# Exercise directions
Every line from the one bearing "small edits to" through the last line of the entries should be printed exactly, with no other output.

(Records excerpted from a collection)
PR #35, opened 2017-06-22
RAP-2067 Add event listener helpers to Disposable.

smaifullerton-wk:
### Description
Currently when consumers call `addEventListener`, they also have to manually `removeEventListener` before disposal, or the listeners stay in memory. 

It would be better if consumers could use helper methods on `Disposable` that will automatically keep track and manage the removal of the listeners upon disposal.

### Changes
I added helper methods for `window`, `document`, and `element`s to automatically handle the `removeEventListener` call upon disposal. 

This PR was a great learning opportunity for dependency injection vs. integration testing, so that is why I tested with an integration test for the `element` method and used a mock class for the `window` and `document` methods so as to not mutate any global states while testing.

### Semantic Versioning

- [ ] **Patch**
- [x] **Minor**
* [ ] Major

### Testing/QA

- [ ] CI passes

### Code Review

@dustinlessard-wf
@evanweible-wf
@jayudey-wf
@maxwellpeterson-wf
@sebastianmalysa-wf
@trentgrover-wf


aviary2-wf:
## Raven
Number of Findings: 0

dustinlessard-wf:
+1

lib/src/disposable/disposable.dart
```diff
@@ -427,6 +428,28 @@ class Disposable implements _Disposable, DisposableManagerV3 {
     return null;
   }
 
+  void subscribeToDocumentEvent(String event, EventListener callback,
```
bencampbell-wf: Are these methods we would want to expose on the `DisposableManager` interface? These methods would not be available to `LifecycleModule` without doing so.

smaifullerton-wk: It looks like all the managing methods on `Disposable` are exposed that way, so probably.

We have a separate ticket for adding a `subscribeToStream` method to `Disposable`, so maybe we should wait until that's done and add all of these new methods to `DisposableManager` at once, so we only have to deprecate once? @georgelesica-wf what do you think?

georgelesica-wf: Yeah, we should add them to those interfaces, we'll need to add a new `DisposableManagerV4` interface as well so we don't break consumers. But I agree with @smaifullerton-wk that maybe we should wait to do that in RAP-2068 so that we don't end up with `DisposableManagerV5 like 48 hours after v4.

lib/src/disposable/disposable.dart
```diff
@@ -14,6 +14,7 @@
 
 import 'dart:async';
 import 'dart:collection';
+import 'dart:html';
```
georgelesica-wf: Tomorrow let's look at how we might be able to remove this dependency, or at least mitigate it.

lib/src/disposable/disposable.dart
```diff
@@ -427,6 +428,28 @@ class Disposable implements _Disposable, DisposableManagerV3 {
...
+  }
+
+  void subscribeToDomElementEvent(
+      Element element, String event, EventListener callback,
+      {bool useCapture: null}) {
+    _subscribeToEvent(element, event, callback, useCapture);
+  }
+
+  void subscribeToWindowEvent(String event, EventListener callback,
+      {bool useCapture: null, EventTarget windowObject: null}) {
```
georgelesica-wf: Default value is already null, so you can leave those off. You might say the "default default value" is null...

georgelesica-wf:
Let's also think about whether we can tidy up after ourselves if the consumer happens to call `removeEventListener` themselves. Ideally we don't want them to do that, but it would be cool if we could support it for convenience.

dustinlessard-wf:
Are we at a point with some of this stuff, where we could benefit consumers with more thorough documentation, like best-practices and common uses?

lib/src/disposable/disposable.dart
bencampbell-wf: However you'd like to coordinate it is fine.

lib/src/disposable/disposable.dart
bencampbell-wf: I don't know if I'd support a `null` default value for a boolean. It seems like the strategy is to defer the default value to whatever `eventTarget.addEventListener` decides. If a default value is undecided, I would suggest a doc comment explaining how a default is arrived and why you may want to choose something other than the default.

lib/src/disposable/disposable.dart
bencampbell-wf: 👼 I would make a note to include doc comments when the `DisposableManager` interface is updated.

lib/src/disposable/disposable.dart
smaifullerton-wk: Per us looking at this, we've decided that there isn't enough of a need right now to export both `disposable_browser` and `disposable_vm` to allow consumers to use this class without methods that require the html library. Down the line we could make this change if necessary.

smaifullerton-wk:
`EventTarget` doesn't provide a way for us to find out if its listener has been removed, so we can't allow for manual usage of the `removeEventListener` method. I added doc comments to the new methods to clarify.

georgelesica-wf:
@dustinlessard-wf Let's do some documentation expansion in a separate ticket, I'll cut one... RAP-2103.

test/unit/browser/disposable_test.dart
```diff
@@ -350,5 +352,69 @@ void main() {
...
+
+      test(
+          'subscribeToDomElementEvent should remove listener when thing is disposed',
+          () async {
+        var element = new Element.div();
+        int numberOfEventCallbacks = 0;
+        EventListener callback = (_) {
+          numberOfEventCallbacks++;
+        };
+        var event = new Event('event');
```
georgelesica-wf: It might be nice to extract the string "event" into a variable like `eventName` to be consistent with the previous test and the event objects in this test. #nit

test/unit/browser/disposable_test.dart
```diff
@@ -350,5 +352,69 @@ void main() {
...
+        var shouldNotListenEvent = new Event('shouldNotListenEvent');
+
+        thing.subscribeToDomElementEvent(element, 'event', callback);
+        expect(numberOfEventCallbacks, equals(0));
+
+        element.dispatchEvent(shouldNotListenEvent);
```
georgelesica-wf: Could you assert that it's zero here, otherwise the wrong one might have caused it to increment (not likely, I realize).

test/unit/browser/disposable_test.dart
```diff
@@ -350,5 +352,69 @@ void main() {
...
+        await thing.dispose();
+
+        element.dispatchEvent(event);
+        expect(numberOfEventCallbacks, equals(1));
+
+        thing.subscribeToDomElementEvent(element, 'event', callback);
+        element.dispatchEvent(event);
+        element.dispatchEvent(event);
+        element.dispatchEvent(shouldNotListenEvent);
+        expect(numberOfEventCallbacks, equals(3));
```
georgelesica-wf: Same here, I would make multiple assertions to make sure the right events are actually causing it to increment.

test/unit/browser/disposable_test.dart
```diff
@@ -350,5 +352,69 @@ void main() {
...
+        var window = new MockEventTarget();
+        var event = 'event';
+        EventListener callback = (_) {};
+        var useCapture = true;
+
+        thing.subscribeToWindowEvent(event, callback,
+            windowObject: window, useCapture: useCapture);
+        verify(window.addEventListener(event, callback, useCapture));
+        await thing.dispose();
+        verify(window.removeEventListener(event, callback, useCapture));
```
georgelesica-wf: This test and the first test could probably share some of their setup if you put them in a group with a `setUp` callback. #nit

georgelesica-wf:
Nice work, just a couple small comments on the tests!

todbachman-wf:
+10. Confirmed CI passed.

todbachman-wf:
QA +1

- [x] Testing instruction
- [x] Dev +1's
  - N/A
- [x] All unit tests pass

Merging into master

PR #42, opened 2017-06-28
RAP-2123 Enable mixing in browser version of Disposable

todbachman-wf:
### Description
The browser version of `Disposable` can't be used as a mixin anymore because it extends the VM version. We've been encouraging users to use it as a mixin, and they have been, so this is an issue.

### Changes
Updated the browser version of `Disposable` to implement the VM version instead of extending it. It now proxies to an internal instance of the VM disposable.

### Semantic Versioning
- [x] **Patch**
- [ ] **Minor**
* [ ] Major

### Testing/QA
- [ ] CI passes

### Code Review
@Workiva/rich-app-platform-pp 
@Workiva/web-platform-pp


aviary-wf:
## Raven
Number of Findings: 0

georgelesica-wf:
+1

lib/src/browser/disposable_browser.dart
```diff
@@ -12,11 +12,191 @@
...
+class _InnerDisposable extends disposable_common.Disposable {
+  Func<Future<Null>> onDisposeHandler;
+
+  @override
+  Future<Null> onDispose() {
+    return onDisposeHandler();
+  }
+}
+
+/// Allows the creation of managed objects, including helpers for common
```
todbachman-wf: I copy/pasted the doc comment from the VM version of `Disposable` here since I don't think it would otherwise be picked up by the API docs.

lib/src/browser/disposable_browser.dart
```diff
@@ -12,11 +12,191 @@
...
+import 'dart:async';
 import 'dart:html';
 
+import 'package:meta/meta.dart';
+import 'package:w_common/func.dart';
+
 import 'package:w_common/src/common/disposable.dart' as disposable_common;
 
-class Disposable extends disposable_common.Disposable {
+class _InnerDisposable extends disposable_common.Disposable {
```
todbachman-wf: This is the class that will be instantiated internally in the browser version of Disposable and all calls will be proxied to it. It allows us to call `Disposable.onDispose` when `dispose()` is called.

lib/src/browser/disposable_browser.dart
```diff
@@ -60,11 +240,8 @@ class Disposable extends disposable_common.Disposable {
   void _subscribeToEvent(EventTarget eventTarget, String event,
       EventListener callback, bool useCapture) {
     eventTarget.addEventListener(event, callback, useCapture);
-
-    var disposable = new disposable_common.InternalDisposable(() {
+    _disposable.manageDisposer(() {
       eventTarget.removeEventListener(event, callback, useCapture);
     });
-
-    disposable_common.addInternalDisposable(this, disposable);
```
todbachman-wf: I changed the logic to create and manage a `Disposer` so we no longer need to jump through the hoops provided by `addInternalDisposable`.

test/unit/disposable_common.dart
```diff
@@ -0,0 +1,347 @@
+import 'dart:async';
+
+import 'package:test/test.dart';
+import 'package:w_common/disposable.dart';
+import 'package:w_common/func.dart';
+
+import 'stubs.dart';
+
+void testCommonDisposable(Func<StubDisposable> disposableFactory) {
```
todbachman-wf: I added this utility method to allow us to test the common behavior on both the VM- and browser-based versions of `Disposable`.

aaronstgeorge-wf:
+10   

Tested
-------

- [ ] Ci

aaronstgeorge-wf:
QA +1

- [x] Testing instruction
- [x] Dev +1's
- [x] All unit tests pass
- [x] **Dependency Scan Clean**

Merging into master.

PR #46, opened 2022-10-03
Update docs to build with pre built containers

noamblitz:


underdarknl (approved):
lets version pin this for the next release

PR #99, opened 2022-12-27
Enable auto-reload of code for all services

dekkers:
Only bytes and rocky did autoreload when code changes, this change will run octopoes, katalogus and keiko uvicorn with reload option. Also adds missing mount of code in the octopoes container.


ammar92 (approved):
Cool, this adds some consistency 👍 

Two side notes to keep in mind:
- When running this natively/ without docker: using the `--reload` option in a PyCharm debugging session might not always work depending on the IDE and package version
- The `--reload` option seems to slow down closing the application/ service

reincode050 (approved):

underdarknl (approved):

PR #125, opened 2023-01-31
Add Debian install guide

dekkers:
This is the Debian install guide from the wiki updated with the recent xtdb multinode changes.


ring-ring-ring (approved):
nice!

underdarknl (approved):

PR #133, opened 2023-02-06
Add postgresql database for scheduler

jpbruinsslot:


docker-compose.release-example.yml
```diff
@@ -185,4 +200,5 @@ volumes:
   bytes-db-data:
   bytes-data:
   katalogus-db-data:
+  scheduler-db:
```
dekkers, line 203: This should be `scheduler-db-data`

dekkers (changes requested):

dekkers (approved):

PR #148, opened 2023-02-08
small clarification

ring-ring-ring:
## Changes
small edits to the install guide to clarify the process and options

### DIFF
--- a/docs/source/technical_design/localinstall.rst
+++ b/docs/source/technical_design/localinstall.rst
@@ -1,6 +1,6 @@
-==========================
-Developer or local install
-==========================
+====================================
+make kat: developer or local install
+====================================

# Answer space
small edits to the install guide to clarify the process and options

### DIFF
--- a/docs/source/technical_design/localinstall.rst
+++ b/docs/source/technical_design/localinstall.rst
@@ -1,6 +1,6 @@
-==========================
-Developer or local install
-==========================
+====================================
+make kat: developer or local install
+====================================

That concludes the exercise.